(Dataset entries)

--- START ---

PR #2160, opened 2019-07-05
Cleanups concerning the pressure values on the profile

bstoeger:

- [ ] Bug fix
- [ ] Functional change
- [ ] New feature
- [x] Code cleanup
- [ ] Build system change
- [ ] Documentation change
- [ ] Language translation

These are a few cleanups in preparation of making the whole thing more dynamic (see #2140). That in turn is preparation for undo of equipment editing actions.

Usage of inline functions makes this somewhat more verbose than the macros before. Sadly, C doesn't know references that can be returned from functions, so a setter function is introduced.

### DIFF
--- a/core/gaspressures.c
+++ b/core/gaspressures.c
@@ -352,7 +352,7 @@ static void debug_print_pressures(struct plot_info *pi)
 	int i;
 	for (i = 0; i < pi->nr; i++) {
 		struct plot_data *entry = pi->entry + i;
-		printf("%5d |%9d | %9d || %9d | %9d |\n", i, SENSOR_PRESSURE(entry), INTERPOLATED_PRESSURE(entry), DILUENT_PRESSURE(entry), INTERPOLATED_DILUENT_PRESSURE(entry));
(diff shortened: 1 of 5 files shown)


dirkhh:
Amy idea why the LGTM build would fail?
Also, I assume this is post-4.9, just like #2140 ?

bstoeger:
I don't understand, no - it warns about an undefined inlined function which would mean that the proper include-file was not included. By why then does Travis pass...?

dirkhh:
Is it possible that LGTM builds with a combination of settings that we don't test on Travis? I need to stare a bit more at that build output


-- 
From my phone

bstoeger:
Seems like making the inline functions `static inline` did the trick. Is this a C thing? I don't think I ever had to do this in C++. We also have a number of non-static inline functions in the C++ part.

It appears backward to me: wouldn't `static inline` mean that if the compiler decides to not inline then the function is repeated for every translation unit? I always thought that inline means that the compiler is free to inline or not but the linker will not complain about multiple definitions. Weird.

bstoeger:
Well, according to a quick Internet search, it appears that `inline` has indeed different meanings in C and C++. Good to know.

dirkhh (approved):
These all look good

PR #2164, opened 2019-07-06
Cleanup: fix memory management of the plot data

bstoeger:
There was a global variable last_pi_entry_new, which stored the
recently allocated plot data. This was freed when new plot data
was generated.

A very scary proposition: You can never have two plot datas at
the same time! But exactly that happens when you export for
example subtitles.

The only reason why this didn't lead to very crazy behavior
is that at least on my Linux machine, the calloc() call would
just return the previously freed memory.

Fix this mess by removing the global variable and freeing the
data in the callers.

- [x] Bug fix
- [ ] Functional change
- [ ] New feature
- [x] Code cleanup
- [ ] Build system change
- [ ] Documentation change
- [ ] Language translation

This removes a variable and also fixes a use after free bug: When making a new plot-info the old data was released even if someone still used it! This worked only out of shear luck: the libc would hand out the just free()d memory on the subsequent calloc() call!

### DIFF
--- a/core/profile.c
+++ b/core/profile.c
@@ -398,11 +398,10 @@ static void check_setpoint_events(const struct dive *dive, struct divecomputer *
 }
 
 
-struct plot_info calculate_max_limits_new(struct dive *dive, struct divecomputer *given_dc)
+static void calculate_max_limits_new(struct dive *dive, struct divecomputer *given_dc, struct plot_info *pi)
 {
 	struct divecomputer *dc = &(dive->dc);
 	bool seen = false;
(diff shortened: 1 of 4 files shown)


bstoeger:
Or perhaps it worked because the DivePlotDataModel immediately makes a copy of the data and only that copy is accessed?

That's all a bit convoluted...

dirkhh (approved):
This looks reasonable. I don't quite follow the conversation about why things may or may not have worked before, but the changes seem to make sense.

--- END ---

▶ [Task directions]
From the data above, copy out every line with the string "which" in it.

▶ [Exercise output]
I don't understand, no - it warns about an undefined inlined function which would mean that the proper include-file was not included. By why then does Travis pass...?
There was a global variable last_pi_entry_new, which stored the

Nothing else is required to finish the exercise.